Working with text files

Given the simplicity and readability, text files are widely used in computing system for various purposes. In this practice, we will use text files to store numerical data. A benefit of storing data in text file is that many tools coming along with the Linux system can be used directly to process the data.

In the examples below, we will create two text files to store the final-exame scores of four students in the mathematics and language courses. We will then introduce few usueful Linux commands to browse and analysis the data.
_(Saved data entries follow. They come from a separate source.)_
PR #1347, opened 2017-07-06
Publish not completed CV

illusionOfParadise:


src/Entity/Summary.php
```diff
@@ -548,11 +548,7 @@ public function isPublic(): bool
 
     public function publish(): bool
```
HeahDude: I guess it can return `void` now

Before we start, make sure the directory $HOME/tutorial/labs is already available; otherwise create it with

$ mkdir -p $HOME/tutorial/labs

and change the present working directory to it:

$ cd $HOME/tutorial/labs

Creating and editing text file

There are many text editors in Linux. Here we use the editor called nano which is relatively easy to adopt. Let’s firstly create a text file called score_math.dat using the following command:

Note

In Linux, the suffix of the filename is irrelevant to the file type. Use the file command to examine the file type.

$ nano score_math.dat

You will be entering an empty editing area provided by nano. Copy or type the following texts into the area:

Thomas 81
Percy 65
Emily 75
James 55

Press Control+o followed by the Enter key to save the file. Press Control+x to quit the editing environment and return to the prompt.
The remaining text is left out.